• [Your goal] Only lines that contain the string "without" should be returned from the material below.

• [Extracted data]
────
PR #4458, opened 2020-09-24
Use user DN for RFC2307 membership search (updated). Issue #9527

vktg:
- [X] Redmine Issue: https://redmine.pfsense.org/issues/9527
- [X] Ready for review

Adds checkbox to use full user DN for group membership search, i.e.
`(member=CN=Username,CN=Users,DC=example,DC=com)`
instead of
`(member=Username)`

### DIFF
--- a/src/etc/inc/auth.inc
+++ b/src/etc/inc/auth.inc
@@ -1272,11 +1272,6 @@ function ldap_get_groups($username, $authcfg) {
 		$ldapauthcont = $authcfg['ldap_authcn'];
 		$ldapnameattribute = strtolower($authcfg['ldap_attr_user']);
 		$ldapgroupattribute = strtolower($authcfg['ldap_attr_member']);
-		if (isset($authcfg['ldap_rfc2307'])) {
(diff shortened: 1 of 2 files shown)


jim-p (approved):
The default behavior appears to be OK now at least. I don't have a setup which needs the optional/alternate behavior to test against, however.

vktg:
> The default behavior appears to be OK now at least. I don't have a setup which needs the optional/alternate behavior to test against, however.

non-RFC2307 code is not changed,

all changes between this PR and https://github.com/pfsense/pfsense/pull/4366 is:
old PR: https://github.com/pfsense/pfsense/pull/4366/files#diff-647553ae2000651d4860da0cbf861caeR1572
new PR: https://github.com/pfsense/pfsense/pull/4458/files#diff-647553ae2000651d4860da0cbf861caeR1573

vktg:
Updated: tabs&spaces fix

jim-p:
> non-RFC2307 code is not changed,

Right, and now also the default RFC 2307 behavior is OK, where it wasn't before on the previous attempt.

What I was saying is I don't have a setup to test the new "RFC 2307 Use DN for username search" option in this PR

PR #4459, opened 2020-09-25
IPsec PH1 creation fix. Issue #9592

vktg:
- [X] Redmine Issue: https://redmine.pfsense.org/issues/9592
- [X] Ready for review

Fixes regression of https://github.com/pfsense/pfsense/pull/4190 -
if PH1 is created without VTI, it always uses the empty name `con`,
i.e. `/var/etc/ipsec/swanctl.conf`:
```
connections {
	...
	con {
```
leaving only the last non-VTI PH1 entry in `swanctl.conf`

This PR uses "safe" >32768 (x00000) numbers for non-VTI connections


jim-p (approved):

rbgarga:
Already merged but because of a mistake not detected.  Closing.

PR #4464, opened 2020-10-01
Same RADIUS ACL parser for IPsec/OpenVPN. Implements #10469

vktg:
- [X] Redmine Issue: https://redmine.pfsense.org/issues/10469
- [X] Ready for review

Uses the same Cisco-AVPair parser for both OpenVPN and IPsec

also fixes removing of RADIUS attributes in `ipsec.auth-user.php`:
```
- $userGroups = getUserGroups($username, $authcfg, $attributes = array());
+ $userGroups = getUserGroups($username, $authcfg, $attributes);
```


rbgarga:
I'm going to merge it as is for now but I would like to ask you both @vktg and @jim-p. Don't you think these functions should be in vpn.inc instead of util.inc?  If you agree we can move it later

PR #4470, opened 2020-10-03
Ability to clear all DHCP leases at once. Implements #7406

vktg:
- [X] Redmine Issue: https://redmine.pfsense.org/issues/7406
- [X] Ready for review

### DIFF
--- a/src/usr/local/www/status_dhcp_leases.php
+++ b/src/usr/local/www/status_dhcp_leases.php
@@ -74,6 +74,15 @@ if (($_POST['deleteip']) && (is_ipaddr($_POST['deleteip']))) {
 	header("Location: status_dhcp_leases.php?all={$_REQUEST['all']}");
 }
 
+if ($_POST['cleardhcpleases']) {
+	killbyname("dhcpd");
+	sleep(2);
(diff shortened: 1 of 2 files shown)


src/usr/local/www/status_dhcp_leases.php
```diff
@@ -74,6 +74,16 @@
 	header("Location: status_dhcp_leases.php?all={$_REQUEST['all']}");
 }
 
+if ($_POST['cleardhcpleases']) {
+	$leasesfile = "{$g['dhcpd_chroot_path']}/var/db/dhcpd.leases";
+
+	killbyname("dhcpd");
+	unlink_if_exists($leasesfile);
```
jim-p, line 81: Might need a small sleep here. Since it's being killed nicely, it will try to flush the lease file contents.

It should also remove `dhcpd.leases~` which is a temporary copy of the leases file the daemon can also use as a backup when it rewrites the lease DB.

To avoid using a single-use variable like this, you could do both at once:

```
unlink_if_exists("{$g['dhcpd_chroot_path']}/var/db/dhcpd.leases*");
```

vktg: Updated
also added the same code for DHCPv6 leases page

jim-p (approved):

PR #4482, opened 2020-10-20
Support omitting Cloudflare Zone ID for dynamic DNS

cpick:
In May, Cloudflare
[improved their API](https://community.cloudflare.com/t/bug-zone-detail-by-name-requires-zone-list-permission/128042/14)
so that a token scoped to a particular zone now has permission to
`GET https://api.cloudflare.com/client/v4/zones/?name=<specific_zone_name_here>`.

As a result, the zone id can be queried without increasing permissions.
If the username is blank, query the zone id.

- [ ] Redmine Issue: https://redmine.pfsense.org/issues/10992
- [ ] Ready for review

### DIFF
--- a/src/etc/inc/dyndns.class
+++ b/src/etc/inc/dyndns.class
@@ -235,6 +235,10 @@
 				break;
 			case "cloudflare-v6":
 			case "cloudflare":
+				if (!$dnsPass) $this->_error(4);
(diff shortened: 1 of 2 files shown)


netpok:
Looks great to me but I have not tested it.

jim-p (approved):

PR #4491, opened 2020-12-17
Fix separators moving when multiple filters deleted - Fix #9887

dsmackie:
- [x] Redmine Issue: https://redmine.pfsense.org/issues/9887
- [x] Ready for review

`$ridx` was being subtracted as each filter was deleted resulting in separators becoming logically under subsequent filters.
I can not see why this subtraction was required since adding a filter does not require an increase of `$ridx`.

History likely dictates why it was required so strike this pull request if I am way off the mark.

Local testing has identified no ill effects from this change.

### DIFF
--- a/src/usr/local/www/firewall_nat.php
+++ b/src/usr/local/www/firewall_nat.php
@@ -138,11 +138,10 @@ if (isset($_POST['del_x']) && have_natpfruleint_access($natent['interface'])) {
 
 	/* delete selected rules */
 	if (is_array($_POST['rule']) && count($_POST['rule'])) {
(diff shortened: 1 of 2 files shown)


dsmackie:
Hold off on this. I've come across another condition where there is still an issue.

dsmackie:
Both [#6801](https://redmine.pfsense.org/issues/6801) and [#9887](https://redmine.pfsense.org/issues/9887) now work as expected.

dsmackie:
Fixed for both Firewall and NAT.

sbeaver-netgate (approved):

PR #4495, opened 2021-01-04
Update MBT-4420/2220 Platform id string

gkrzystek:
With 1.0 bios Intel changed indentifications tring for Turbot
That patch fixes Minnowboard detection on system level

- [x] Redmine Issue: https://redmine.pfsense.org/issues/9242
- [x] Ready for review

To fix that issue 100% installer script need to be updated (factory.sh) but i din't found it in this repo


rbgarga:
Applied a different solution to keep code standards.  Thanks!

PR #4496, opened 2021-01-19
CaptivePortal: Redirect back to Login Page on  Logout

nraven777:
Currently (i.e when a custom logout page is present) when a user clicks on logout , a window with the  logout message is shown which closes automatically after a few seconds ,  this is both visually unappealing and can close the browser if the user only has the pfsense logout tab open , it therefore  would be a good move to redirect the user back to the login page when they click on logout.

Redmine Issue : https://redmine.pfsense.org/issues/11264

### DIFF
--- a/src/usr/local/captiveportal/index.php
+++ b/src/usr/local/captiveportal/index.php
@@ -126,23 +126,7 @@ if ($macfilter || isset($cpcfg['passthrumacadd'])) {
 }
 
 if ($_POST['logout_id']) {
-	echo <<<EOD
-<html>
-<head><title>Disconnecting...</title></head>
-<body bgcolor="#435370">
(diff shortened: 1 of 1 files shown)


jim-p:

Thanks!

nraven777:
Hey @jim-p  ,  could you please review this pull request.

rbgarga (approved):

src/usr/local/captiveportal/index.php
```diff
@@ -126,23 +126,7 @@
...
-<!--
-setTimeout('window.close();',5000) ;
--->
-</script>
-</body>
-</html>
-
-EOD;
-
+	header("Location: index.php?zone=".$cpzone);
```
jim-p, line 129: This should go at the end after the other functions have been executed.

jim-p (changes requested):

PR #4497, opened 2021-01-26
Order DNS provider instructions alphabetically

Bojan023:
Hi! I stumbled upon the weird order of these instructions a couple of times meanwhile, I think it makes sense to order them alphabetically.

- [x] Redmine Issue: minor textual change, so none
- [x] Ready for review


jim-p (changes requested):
────
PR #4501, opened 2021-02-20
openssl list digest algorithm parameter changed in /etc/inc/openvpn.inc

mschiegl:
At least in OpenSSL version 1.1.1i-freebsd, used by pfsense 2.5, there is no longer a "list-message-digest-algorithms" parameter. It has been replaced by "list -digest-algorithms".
────
• [Exercise answer]
if PH1 is created without VTI, it always uses the empty name `con`,
As a result, the zone id can be queried without increasing permissions.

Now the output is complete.